A Portland, Oregon woman is speaking out after a homeless man repeatedly threatened to burn her house down when she confronted him about his tent, which had been set up next to her house by a communist Antifa-linked group accused of exploiting the city's unhoused for profit.
According to KPTV, on the morning of March 20, Vivica Elliott left her home on North Going Ct. in north Portland and spotted a big canvas tent on the other side of a wall that separates her property from a street. Elliot said the problem was not simply the existence of the tent, but that homeless people had been throwing trash and needles on her property.
Fed up, she confronted the man staying in the tent and told him to pack up and leave. She says he responded by threatening to set fire to her home. "He said 'I'm gonna burn your house down'," Elliott claimed. "He said it four times!" Elliott called police, but no arrests were made, and the tent was allowed to remain.
The man's tent and many tents throughout Portland had been provided and set up by the People’s Housing Project LLC. The group had been supplying homeless people with tents since 2021, but ramped up their services after the Portland Street Response was barred from doing so under newly-elected City Commissioner Rene Gonzalez, who cited a number of recent tent fires in his decision to stop the practice.
The People's Housing Project's website tries to hide who runs the business, saying "there are currently 5 of us who collectively run" the group. An investigation by The Post Millennial can reveal that four of those members are self-admitted communists Bryan Kim, Zachary Forster, Breeze Pollard and Joseph Cambroni also known as "Jorah Hollander." In a statement to KPTV, the group defended its decision to set up tents all over town.
The People's Housing Project is run by communists Bryan Kim, Zachary Forster, Breeze Pollard and Joseph Cambroni/Jorah Hollander
Forster was arrested at a Black Lives Matter-Antifa riot in Portland in October 2020 where the local Immigration and Customs Enforcement building was attacked. His Instagram username is "@Commie.Otter" and in one photo, he poses in front of a message that reads, "Queers shoot first." Pollard, a 27-year-old woman from Green Acres, Fla., was arrested in Palm Beach County in October last year on suspicion of resisting an officer. In an October 2021 photo of Kim and Forster, Kim captioned it: "The greatest fear of the right wing: a Judeo-Bolshevik conspiracy against whiteness and capitalism" and used the hashtags "culturalmarxism" and "revolution."

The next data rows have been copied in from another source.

PR #2938, opened 2025-12-15
Add exit offers support to PaywallActivity and PaywallDialog

vegaro:
Adds exit offers support to PaywallActivity

The idea is to show another activity on top with the exit offer paywall when the activtiy is dismissed

https://github.com/user-attachments/assets/9c77bd06-9512-465a-9ef0-5e2dd3d9f1e0

### DIFF
--- a/examples/paywall-tester/src/main/java/com/revenuecat/paywallstester/ui/screens/main/offerings/OfferingsScreen.kt
+++ b/examples/paywall-tester/src/main/java/com/revenuecat/paywallstester/ui/screens/main/offerings/OfferingsScreen.kt
@@ -1,5 +1,6 @@
 package com.revenuecat.paywallstester.ui.screens.main.offerings
 
+import android.util.Log
 import androidx.compose.foundation.clickable
 import androidx.compose.foundation.layout.Arrangement
 import androidx.compose.foundation.layout.Box
@@ -41,16 +42,21 @@ import androidx.compose.ui.window.DialogProperties
 import androidx.lifecycle.compose.collectAsStateWithLifecycle
 import androidx.lifecycle.viewmodel.compose.viewModel
 import com.revenuecat.paywallstester.MainActivity
+import com.revenuecat.purchases.CustomerInfo
 import com.revenuecat.purchases.InternalRevenueCatAPI
 import com.revenuecat.purchases.Offering
 import com.revenuecat.purchases.Offerings
 import com.revenuecat.purchases.Purchases
+import com.revenuecat.purchases.PurchasesError
 import com.revenuecat.purchases.getOfferingsWith
+import com.revenuecat.purchases.models.StoreTransaction
 import com.revenuecat.purchases.ui.revenuecatui.PaywallDialog
 import com.revenuecat.purchases.ui.revenuecatui.PaywallDialogOptions
+import com.revenuecat.purchases.ui.revenuecatui.PaywallListener
 import kotlinx.coroutines.flow.MutableStateFlow
 import kotlinx.coroutines.flow.StateFlow
 import kotlinx.coroutines.flow.asStateFlow
+import com.revenuecat.purchases.Package as RCPackage
 
 @SuppressWarnings("LongParameterList")
 @Composable
@@ -237,6 +243,34 @@ private fun OfferingsListScreen(
             PaywallDialogOptions.Builder()
                 .setDismissRequest { displayPaywallDialogOffering = null }
                 .setOffering(displayPaywallDialogOffering)
+                .setListener(object : PaywallListener {
+                    override fun onPurchaseStarted(rcPackage: RCPackage) {
+                        Log.d("PaywallDialog", "onPurchaseStarted: ${rcPackage.identifier}")
+                    }
+
+                    override fun onPurchaseCompleted(
+                        customerInfo: CustomerInfo,
+                        storeTransaction: StoreTransaction,
+                    ) {
+                        Log.d("PaywallDialog", "onPurchaseCompleted: ${storeTransaction.productIds}")
+                    }
+
+                    override fun onPurchaseError(error: PurchasesError) {
+                        Log.e("PaywallDialog", "onPurchaseError: ${error.message}")
+                    }
+
+                    override fun onRestoreStarted() {
+                        Log.d("PaywallDialog", "onRestoreStarted")
+                    }
+
+                    override fun onRestoreCompleted(customerInfo: CustomerInfo) {
+                        Log.d("PaywallDialog", "onRestoreCompleted: ${customerInfo.activeSubscriptions}")
+                    }
+
+                    override fun onRestoreError(error: PurchasesError) {
+                        Log.e("PaywallDialog", "onRestoreError: ${error.message}")
+                    }
+                })
                 .build(),
         )
     }
--- a/ui/revenuecatui/src/main/kotlin/com/revenuecat/purchases/ui/revenuecatui/PaywallDialog.kt
+++ b/ui/revenuecatui/src/main/kotlin/com/revenuecat/purchases/ui/revenuecatui/PaywallDialog.kt
@@ -1,6 +1,7 @@
 package com.revenuecat.purchases.ui.revenuecatui
 
 import android.os.Build
+import androidx.activity.compose.BackHandler
 import androidx.compose.foundation.layout.Box
 import androidx.compose.foundation.layout.WindowInsets
 import androidx.compose.foundation.layout.asPaddingValues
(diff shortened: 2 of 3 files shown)


ui/revenuecatui/src/main/kotlin/com/revenuecat/purchases/ui/revenuecatui/activity/PaywallActivity.kt
```diff
@@ -41,10 +51,20 @@ import com.revenuecat.purchases.ui.revenuecatui.helpers.saveSdkConfiguration
 internal class PaywallActivity : ComponentActivity(), PaywallListener {
     companion object {
         const val ARGS_EXTRA = "paywall_args"
-
         const val RESULT_EXTRA = "paywall_result"
     }
 
+    private var purchaseCompleted = false
+    private var currentOfferingSelection by mutableStateOf<OfferingSelection?>(null)
+    private var preloadedExitOfferId: String? = null
```
JZDesign: These wouldn't survive a device rotation right? I imagine that could cause issues

purchases/src/main/kotlin/com/revenuecat/purchases/paywalls/components/common/ExitOffersConfiguration.kt
```diff
@@ -0,0 +1,21 @@
...
+
+import com.revenuecat.purchases.InternalRevenueCatAPI
+import dev.drewhamilton.poko.Poko
+import kotlinx.serialization.SerialName
+import kotlinx.serialization.Serializable
+
+@InternalRevenueCatAPI
+@Poko
+@Serializable
+class ExitOffersConfiguration(
```
facumenzella: I am using ExitOffers & ExitOffer which I am not sure I like. Not a fan of `Configuration` either hehe 💅

ui/revenuecatui/src/main/kotlin/com/revenuecat/purchases/ui/revenuecatui/activity/PaywallActivity.kt
```diff
@@ -106,19 +124,76 @@ internal class PaywallActivity : ComponentActivity(), PaywallListener {
...
+        exitOfferLauncher.launch(exitOfferArgs)
+    }
+
     override fun onSaveInstanceState(outState: Bundle) {
         saveSdkConfiguration(outState)
         super.onSaveInstanceState(outState)
     }
 
     override fun onPurchaseCompleted(customerInfo: CustomerInfo, storeTransaction: StoreTransaction) {
+        purchaseCompleted = true
```
facumenzella: I ended up using `PurchaseResultData` instead, in case it serves a greater purpose

ui/revenuecatui/src/main/kotlin/com/revenuecat/purchases/ui/revenuecatui/activity/PaywallActivity.kt
```diff
@@ -41,10 +51,20 @@ import com.revenuecat.purchases.ui.revenuecatui.helpers.saveSdkConfiguration
...
     }
 
+    private var purchaseCompleted = false
+    private var currentOfferingSelection by mutableStateOf<OfferingSelection?>(null)
+    private var preloadedExitOfferId: String? = null
+
+    private val exitOfferLauncher: ActivityResultLauncher<PaywallActivityArgs> =
+        registerForActivityResult(PaywallContract()) { result ->
+            // Forward the exit offer's result and finish this activity
+            setResult(RESULT_OK, createResultIntent(result))
```
tonidero, line 56: Hmm this does remind me... Is the `PaywallResult` returned from the activity going to be the one from the first activity? Or would it be the one for the exit offer activity? I think ideally it should be the one for the exit offer activity.

Maybe we would need to piggyback the result of the exit offer activity while keeping the original paywall activity open?

ui/revenuecatui/src/main/kotlin/com/revenuecat/purchases/ui/revenuecatui/activity/PaywallActivity.kt
tonidero: Right, I think some of this data would just get calculated again after a reconfiguration, except `purchaseCompleted`... But it does feel very brittle to keep state like this. I think we should fix these states... I wonder if we could move these to compose world, so they could potentially be reused by other ways to access the paywall, and just expose some "internal" listener for now that the activity can use to decide to display the next offering Id.

tonidero: Also, maybe 
```suggestion
    private var purchaseCompleted = false
    private var currentOfferingSelection by mutableStateOf<OfferingSelection?>(null)
    private var preloadedExitOfferingId: String? = null
```

ui/revenuecatui/src/main/kotlin/com/revenuecat/purchases/ui/revenuecatui/activity/PaywallActivity.kt
```diff
@@ -106,19 +124,76 @@ internal class PaywallActivity : ComponentActivity(), PaywallListener {
...
                             },
                     ) {
+                        // Preload exit offer ID so it's ready when dismiss is called
+                        val selection = currentOfferingSelection
+                        val offeringId = selection?.offeringIdentifier
+                        LaunchedEffect(offeringId) {
+                            try {
+                                val offerings = Purchases.sharedInstance.awaitOfferings()
+                                val currentOffering = if (offeringId != null) {
+                                    offerings[offeringId]
```
tonidero: Should we log something if we can't find the offeringId for the exit offer for any reason?

ui/revenuecatui/src/main/kotlin/com/revenuecat/purchases/ui/revenuecatui/activity/PaywallActivity.kt
vegaro: Good catch! I've refactored this a bit in a9515b9754e94379112cc91c1055f5146165db4a so use the view model we use in Compose. This will come handy for the `PaywallDialog` actually. Let me know what you think

ui/revenuecatui/src/main/kotlin/com/revenuecat/purchases/ui/revenuecatui/activity/PaywallActivity.kt
vegaro: with the current code the intention was to return the one for the exit offer activity. I believe that's what this is doing?

tonidero: 🤦 Ok you're right. It was early in the morning ☕ . This is good, please ignore me!

ui/revenuecatui/src/main/kotlin/com/revenuecat/purchases/ui/revenuecatui/activity/PaywallActivity.kt
vegaro: oops I pushed to the wrong branch lol!

vegaro: https://github.com/RevenueCat/purchases-android/pull/2938/commits/4b553aea1644f08a1a162ebfb297b77b588b2c43 has the refactor

ui/revenuecatui/src/main/kotlin/com/revenuecat/purchases/ui/revenuecatui/activity/PaywallActivity.kt
```diff
@@ -41,10 +49,17 @@ import com.revenuecat.purchases.ui.revenuecatui.helpers.saveSdkConfiguration
 internal class PaywallActivity : ComponentActivity(), PaywallListener {
     companion object {
         const val ARGS_EXTRA = "paywall_args"
-
         const val RESULT_EXTRA = "paywall_result"
     }
 
+    private var currentOfferingSelection by mutableStateOf<OfferingSelection?>(null)
```
facumenzella: Do we need this to be `mutableStateOf`. It's being set, and then used right after

ui/revenuecatui/src/main/kotlin/com/revenuecat/purchases/ui/revenuecatui/activity/PaywallActivity.kt
```diff
@@ -106,13 +119,54 @@ internal class PaywallActivity : ComponentActivity(), PaywallListener {
                                 padding(paddingValues)
                             },
                     ) {
+                        val selection = currentOfferingSelection
+
+                        val paywallOptions = PaywallOptions.Builder(dismissRequest = {})
```
facumenzella: Is this being set `{}` intentionally? 🤔 Maybe a comment for posterity would help

vegaro: it's overriden further down by `setDismissRequestWithExitOffering`, but it's still a required parameter... Just added a comment

ui/revenuecatui/src/main/kotlin/com/revenuecat/purchases/ui/revenuecatui/activity/PaywallActivity.kt
vegaro: No, we don't need mutableStateOf! Since currentOfferingSelection is only set once and never changes, it can just be a regular property. Let me fix it.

Zachary Forster was arrested at a violent Antifa riot in Portland in 2020
People's Housing Project manager Bryan Kim and Zachary Forster pose in a photo where the caption says they are part of a Marxist 'conspiracy against whiteness and capitalism'
In November 2022, the People's Housing Project manager Bryan Kim was asked by homeless resident Natasha Melton to stop using images of her and others at an encampment at Jason Barns Landing. In the cease and desist served by lawyer Kimberly Pray on behalf of Melton, it was argued that they were operating a "fake charity scam" to "exploit houseless people for profit."
Pray and her team explained that the company had "fraudulently raised at least $60,000 in the name of houseless communities throughout the City of Portland" since October 2021 via GoFundMe, Patreon, and Venmo donations.
She stated that the People's Housing Project allegedly spent a whopping 80 percent of that money on "personal and other expenses, such as t-shirts," with only 20 percent going to homeless communities.
The company was not registered with the Oregon Department of Justice Charitable Activities Section, and thus any funds it raised were legally taxable, the letter states. The attorney was reached for comment.
On their website, the People's Housing Project states that they "never take money from any large corporations, capitalist political parties, or government entities." The business brands itself on being staunchly anti-capitalist, claiming to work in the interest of ending class struggle and solving the homeless crisis. But not everyone agrees.
Vivica Elliott, the Portland woman dealing with a homeless encampment next to her house, told local media: "I don't think they see really what they're doing to the neighborhoods and to the people that live here."
The Post Millennial has reached out to Kimberly Pray for comment.